Do not knock down a mud tube and call it handled. Breaking the tube does not kill the colony in the soil, and it destroys the evidence a technician needs to find the entry point. Leave it, take a photo, and note where you saw it. The same goes for swarmer wings: sweep one pile into an envelope for the inspector and leave the rest where they are.
From there, an inspection is the only way to confirm an active infestation and map how far it has spread. Our termite control visit documents active galleries and mud tubes, checks the slab perimeter and any plumbing penetrations, and lays out whether a liquid soil barrier or a monitored bait system fits your home. Inspections usually run $75 to $150, and the report is written up so it works for escrow or an HOA. Homes on the desert edges in Summerlin and the newer tracts get checked the same way as the older central core.
Treatment cost tracks the home, not a flat menu.
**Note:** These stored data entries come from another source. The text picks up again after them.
PR #92, opened 2026-09-14
fix(v1): match coverage numerators to known-size populations

tpitre:
Final V1 honesty audit found a real population mismatch: Fluent contributed 11 covered components to a 113/1015 fraction despite having no measured library-size denominator. This change reports 102/1015 (10.0%) for the eight known-size libraries, keeps the 11 unknown-size covered components in the inventory, and refuses an all-library coverage percentage. Recorded size units remain explicitly heterogeneous, not a harmonized component-family metric.

Also corrects stale current corpus counts (133 scorecards / 11 libraries), golden-file counts (292), the generated report’s hardcoded Six, and the README’s unsupported two-minute full-eval promise. The mean explicitly uses 132 nonempty comparisons; the zero-cell scorecard is not a perfect match. No capture, scorecard, component source, Figma node, owner grade/signoff, or frozen lineage changes.

Proof: the new report regression failed before with 113 != 102, then passed. Four adversarial tests cover unknown-size exclusion, malformed inputs, stale worded/numeric prose, and tampered total/subtotal tables, wired into docs:check. Generator and checker derive the cohort independently. Existing capability eval was observed red on the old caveat wording, then passed with the new repeated cohort/exclusion caveat; no full-suite record was overwritten by that subset run.

Verified locally: docs:check (9 tests plus all doc claims), capability:fresh, targeted capability eval, 25 V1-definition tests, definition check, lane coverage, scoped lint, package formatting, clean diff. Full exact-head CI must pass before merge. Compatibility: reporting/checking correction only, no public contract/API/schema change. No release action or owner approval is fabricated.


tpitre:
Follow-up commit 4e02188fe archives the full lane’s actual eval and readiness records under an exact-SHA artifact name, using the upload action pin already present in this repo. Only four explicit receipt paths are included; no environment files. Archives preserve red receipts too, so consumers must verify commit, dirty flag, and verdict rather than treating artifact existence as success. Missing archive guard reproduced red before the change; explicit-path/hidden-eval/fail-on-missing checks and ci:lanes passed after it. Latest-head lanes are running; no merge until all required checks pass.

PR #113, opened 2026-09-17
Deliver React composition graphs to Figma

tpitre:
## What was broken

The `/sources` workflow could compile a composed React Card graph, but it could not deliver that closed graph through the application to Figma. Nested caller text was treated as an unsupported parent property, dependency components were not created as one operation-scoped graph, and independent readback only understood a single root.

## User outcome and current status

- Outcome and scope: From the React composition review, a user can now prepare, pair, create, and independently inspect a seven-dependency, six-variant native component graph in the authorized Figma evaluation file. Nested Checkbox state forwards to the dependency instance, while caller-owned slot text stays directly editable on the canvas with deterministic contract identity.
- Current milestone and next step: The first React-led composed delivery is structurally complete. The next step is visual and behavior qualification in one cohesive application review, followed by the design-led clean React consumer.
- Public status updated: `README.md` and `docs/CURRENT.md` now distinguish this demonstrated path from general repository onboarding and keep V1's remaining gaps explicit.

## The mechanism

`prepareReactCallerNativePlan` compiles the sealed source graph into an operation-scoped, dependency-first native plan. `createNativeOperationJobs` now admits the exact `react-caller-graph-draft` request and holds one stable reservation for the source composition. The shared writer emits graph target identities; independent readback verifies every dependency main, nested instance property, inherited private descendant, caller slot, and caller text marker. Unsupported representations still fail with `react-caller-native-graph-blocked` before allocation.

## The proof

- [x] A check exists that **fails when this change is reverted**: `source-reference/react-composition.test.ts` exercises caller canvas text lowering and stable graph reservations; `core/composition-scalars.test.ts` exercises graph creation/readback and refusal cases.
- [ ] `npm run ci:lane fast` is green locally — the first run passed 194/197 gates and exposed generated-script whitespace plus shifted lowering anchors; those three gates were fixed and rerun green. GitHub is rerunning the complete lane on the corrected head.
- [ ] `npm run ci:lane full` is green locally, or the failing gates are named below with why — delegated to required GitHub checks.

Additional validation completed:

- `npm run source:reference:check`: 914 tests passed.
- `npm run react:conformance:check`: 98 tests passed.
- `npm run test:playground`: 17 tests passed.
- `npm run docs:check`, root/playground typechecks, lint, plugin check, `npm run figma:fresh`, both lowering gates, Flowbite bundle freshness, and `git diff --check`: passed.
- Live application operation `4e6e22c3-b90d-41e3-bd11-ac50571507ce` created 7 dependency components plus one 6-variant parent set with 169 scoped variables. Independent structure readback passed.
- A Figma canvas instance title was edited independently while its sibling and source main remained unchanged.
- Repeating the application request returned the same completed operation and left exactly one operation page, one parent set, and one proof section.

## Gaps carried forward

Visual fidelity, responsive behavior, interaction qualification, cohesive in-app comparison framing, first-run latency, the design-led clean consumer, and general two-way recovery remain V1 work. This path remains a configured React cohort rather than general repository onboarding.


tpitre:
Continuation review (2026-09-17/18), pushed as three commits on this branch:

- `d4bce0140` — a second read-only readback of the app-created composed Card graph (operation 4e6e22c3, one hour after creation) refused with `native-source-observation-node-inventory`. Figma had re-identified all 66 caller-content nodes inside nested instance slots (`51:2608` → `I51:2604;51:2547;51:2609`); every node was still present with its allocation stamp, type and SLOT parent. The graph verifier now resolves such rows by stamp and slot topology (never names). Nine tamper cases against the real receipt refuse; both saved receipts verify; journal replay flips the stored refusal to `component-structure-observed` without a new write.
- `1d022f5bc` — the application review: unchanged React source beside the native default variant at one image pixel per CSS pixel, all six variants expandable; `caller-react/source-frame` route; export bounds on caller readback; React padding-shorthand warning fixed. Verified in the running app (source current, structure observed, both 360 × 200 px, no console warnings).
- `ddd61e8cd` — from an independent review of this PR: inherited slots the parent leaves unfilled must now mirror the main's slot children (a dropped rectangle is refused; previously any non-born descendant of a born instance was accepted as borrowed). Docs corrected: dependency mains are verified by identity only; caller text in a slot is canvas-editable, never parent-bound; USER-JOURNEYS describes the delivered graph flow; two-level caller content is a named inventory refusal.

Known remaining gaps, stated rather than closed here: the caller delivery path (`prepareReactCallerNativePlan` → `buildReactCallerNativeWrite` → readback) has engine-level mock coverage (`core/composition-scalars.test.ts`) and the live receipts, but no jobs-level test driving `reactCaller.prepare`/`buildComponent` through `createNativeOperationJobs`; the synthetic composition fixture's child text carries a fill token the graph-draft compiler refuses, so that test needs a reshaped fixture. A fresh live readback after the fix still requires the companion plugin to be opened in the Evaluations file. Visual fidelity remains unqualified.

PR #114, opened 2026-09-18
Design-led clean-consumer check: generated React installs, behaves and is scored against Figma; slotless components refuse children

tpitre:
## User-visible outcome

`npm run design:consumer:check -- --dump <rest-dump.json> --contract <proposed contract> --generated <generated dir> --component <Name> --out <evidence dir>` is the first measured consumer step of the design-led journey. It packages `ds-contracts generate` output as an installable library (esbuild transpile, tsc declarations, `exports`, truthful `sideEffects`), `npm pack`s it, installs it with react, react-dom and vite into a temporary consumer with **no path back to this repository**, builds it, mounts every Figma variant in Chromium over loopback HTTP, replaces the TEXT-bound prop and array item text at runtime, switches variants, refuses undeclared `children`, fetches Figma's own PNG of each variant (read-only) and scores the root's layout box against it with the existing whitespace-trimmed pixel scorer at the unchanged 5% limit. Every problem is named in `receipt.json`, which also records the dump's degradations, stub contracts, content sizes and ink coverage.

## Validation (designer-authored Altitude sets, read-only, REST reader)

- **Badge** — installed and built; all 303 token definitions delivered; `text` replaced the rendered text in all five label variants; `variant`/`shape` switching changed every affected cell; five dot variants matched Figma at 0% (8×8 px both sides). **Fails:** five label variants at 15.8–18.8% — same family and weight, but "Badge" advances 41 px in Figma and 36 px in Chromium (content 53×20 vs 57×20).
- **Tabs** (composed, two auto-proposed child stubs) — installed, mounted, rendered three items from the design's `repeat.sample` and replaced their text. **Fails:** the Stretch axis was ledgered inert by the reader, per-side header strokes were dropped by name (`stroke-weights-nonuniform`), the panel's sample content is not carried by a stub; 5.7–6.1% against the limit while drawing 1.4% ink against the design's 12.7%.

Evidence: `recipe/evidence/design-led-consumer/{altitude-badge,altitude-tabs}/`.

## Shared rule (moved to a follow-up)

A component whose JSX never renders `children` accepts them by type and discards them at runtime. Both receipts name this as `children-accepted-but-discarded`. The emitter rule that omits `children` from such components' props types (with test and 31 regenerated components) touches many more byte-pinned artifacts than src/components (storybook generated tree, example libraries, showcase, sync-script freshness, drift-probe counts, eval reds), so it is preserved on `codex/react-refuse-unrendered-children` for its own reviewable PR.

## Remaining limits

One component set per run; composition through stubs carries no sample panel content; declared behavior beyond text/array/variant props and accessibility are not measured; per-side strokes have no contract representation; text-bearing variants stay visually unqualified until the font substrate matches. The in-app review for this path is unfinished. Docs: `docs/USER-JOURNEYS.md` (designer-first "Clean consumer check"), `docs/CURRENT.md` (Figma → reusable React row).


tpitre:
Review fixes pushed (see commit message): unmapped axes / duplicate keys / unexercised axes are named problems; isolation is measured (lockfile + installed dist files grepped for the repo path); FIGMA_TOKEN stripped from child processes; slot detection by anatomy shape; children probe reads every cell; doc numbers corrected (dots 0% at 9×8 vs 8×8, labels 53 vs 57 px with the font available and five text-channel-unsupported degradations, Tabs 5.67%/6.14% at 1.4% vs 12.7% ink). Local fast lane: the only remaining reds are the three input-field sandbox gates, which need the git-ignored recipe/sandboxes node_modules absent from this fresh worktree.

tpitre:
Full sweep on the rebased head failed on byte-pinned artifacts outside src/components (storybook generated tree, astryx/eventz-vars/polaris generated trees, sync-script freshness, drift-probe in-sync counts, three eval rows needing named reds). Those all trace to the children-omission emitter rule, so that rule is split out to `codex/react-refuse-unrendered-children` for a dedicated PR with every pin refreshed and reviewed. This PR now contains the harness, evidence and docs only; both receipts record `children-accepted-but-discarded` as a named failure against the unmodified emitter.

The two main approaches are a liquid soil barrier, which puts a treated zone in the soil around and under the foundation, and a monitored bait system, which uses in-ground stations the colony carries back to the nest. Both work; they fit different homes and budgets.
| Termite service | Usual range | Notes |
|---|---|---|
| Inspection | $75 to $150 | Escrow and homeowner reports documented in writing. |
| Subterranean treatment | $900 to $2,500+ | Liquid soil barrier or monitored bait. Varies with linear footage and method. |
Bigger homes and longer foundation runs trend toward the upper end, and a heavily established colony can push past it. We confirm the exact number after the inspection and before any work, never after. If you want the full breakdown of how each service is priced across the valley, the cost guide lays it out, or you can check the common questions on our FAQ page.
Look for pencil-width mud tubes on foundation walls, discarded wings near windows after a swarm, and wood that sounds hollow when you tap it. Subterranean termites hide in the soil under the slab, so the signs show up at the edges. If you spot any of them, a termite inspection usually runs $75 to $150.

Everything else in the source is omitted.